- Belyllioth, art by Ed Benes.

Publication information
- Publisher: DC Comics
- First appearance: Artemis: Requiem #1 (June 1996)
- Created by: William Messner-Loebs (writer) Ed Benes (artist)

In-story information
- Species: Demon
- Place of origin: Hell
- Team affiliations: Amazons Tartarus
- Abilities: Magic; Sharp claws; Control of 1/13th of Hell's demons;

= Belyllioth =

Belyllioth is a fictional demon published by DC Comics. She debuted in Artemis: Requiem #1 (June 1996), and was created by William Messner-Loebs and Ed Benes.

==Fictional character biography==
Belyllioth started as a demon General living in the portion of Hell ruled over by the demon Dalkriig-Hath. When Wonder Woman entered this realm looking for her fallen sister Artemis, Belyllioth attempted to capture the intruder. Failing to do so, Dalkriig-Hath saw this as a failure and planned on publicly humiliating her by torture as an example to the other demons who may fail in their tasks. During this time though Dalkriig-Hath's newest bride Artemis and Wonder Woman were watching the public spectacle from a nearby building.

Diana managed to stop the executioner from torturing Belyllioth but was soon made a victim herself by the large number of demons faithful to Dalkriig-Hath. Artemis then joined the fight by freeing Belyllioth from her shackles, allowing her and her loyal Myrmidon demons to take part in the battle also. Grateful to Artemis and Diana for freeing her, Belyllioth held back Dalkriig-Hath's forces until they could safely escape. Following their example, Belyllioth and her minions retreated to safety also.

Opting to bide her time and accumulate more demons to help her gain revenge against Dalkriig-Hath, Belyllioth was surprised to discover that a few months after their escape that Artemis had managed to kill Dalkriig-Hath in the mortal world. She thanked Artemis and quickly tried to assume lordship of the realm. Artemis' only stipulation for not standing in Belyllioth's way from doing so was that Belyllioth release the souls of 5 members of the demon hunting group The Hellenders who had died battling Dalkriig-Hath and the life of a woman who had committed suicide and her daughter. She agreed and they were given life again.

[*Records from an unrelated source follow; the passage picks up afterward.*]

PR #121, opened 2025-06-24
Several fixes needed to compile cuOpt with LLVM

vitor1001:
- add std:: prefix to min() and max();
- add missing headers;
- avoid calling std::optional::value() on device code since it can throw exceptions;
- add "template" keyword to help parsing;
- use a constexpr static method to define init_data(), to avoid using a not-yet-finished classes.

## Checklist

- [X] I am familiar with the [Contributing Guidelines](https://github.com/NVIDIA/cuopt/blob/HEAD/CONTRIBUTING.md).
- Testing 
   - [X] New or existing tests cover these changes
   - [ ] Added tests
   - [ ] NA
- Documentation
   - [ ] Added new documentation 
   - [X] NA

### DIFF
--- a/cpp/src/linear_programming/utils.cuh
+++ b/cpp/src/linear_programming/utils.cuh
@@ -398,7 +398,7 @@ struct relative_residual_t {
 
     // Used for best primal so far, count how many constraints are violated
     if (abs_.has_value() && nb_violated_constraints_.has_value()) {
-      if (residual >= abs_.value() + rel_ * rhs) atomicAdd(nb_violated_constraints_.value(), 1);
+      if (residual >= *abs_ + rel_ * rhs) atomicAdd(*nb_violated_constraints_, 1);
     }
     return residual - rel_ * rhs;
   }
--- a/cpp/src/mip/presolve/load_balanced_bounds_presolve.cu
+++ b/cpp/src/mip/presolve/load_balanced_bounds_presolve.cu
@@ -30,7 +30,7 @@
 #include <utilities/device_utils.cuh>
 
 #include <cub/cub.cuh>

Belyllioth soon discovered though that holding on to her newfound title would be hard to do. The remaining 12 Princes of Hell had also discovered that Dalkriig-Hath had been destroyed and each tried to take over his portion of hell for themselves. This caused a huge war to take place that seemed to be a losing battle.

Artemis agrees to aid Belyllioth. Art by Ed Benes.

Realizing that as Dalkriig-Hath's widow Artemis was by rights entitled to become his replacement as ruler, Belyllioth traveled to the mortal realm seeking Artemis' aid. Artemis agreed to help Belyllioth's forces as the Underworld battle caused serious after effects in the mortal world. Telling Belyllioth that she did not want to rule her dead husband's realm, Artemis hatched a plan.

Disguised as Artemis, Belyllioth presented herself before the 12 Princes of Hell demanding that she be allowed rule. They grudgingly accepted and magically gave her all rights to the title of the 13th Prince of Hell. After the ceremony was ended Belyllioth revealed her true form, which angered the 12 other rulers. As they could not refute their established blessing, they were forced to accept Belyllioth as a fellow ruler.

They did promise Artemis though that for her treachery that they would seek revenge against her if she should ever enter Hell again. Fortunately for her, Belyllioth now considers Artemis to be a great ally for helping her get the 13th throne and will help protect her when needed.

==Powers and abilities==
Belyllioth is now a high ranking demon lord, commanding 1/13th of the demons of hell. She is also a skilled sorcerer and warrior.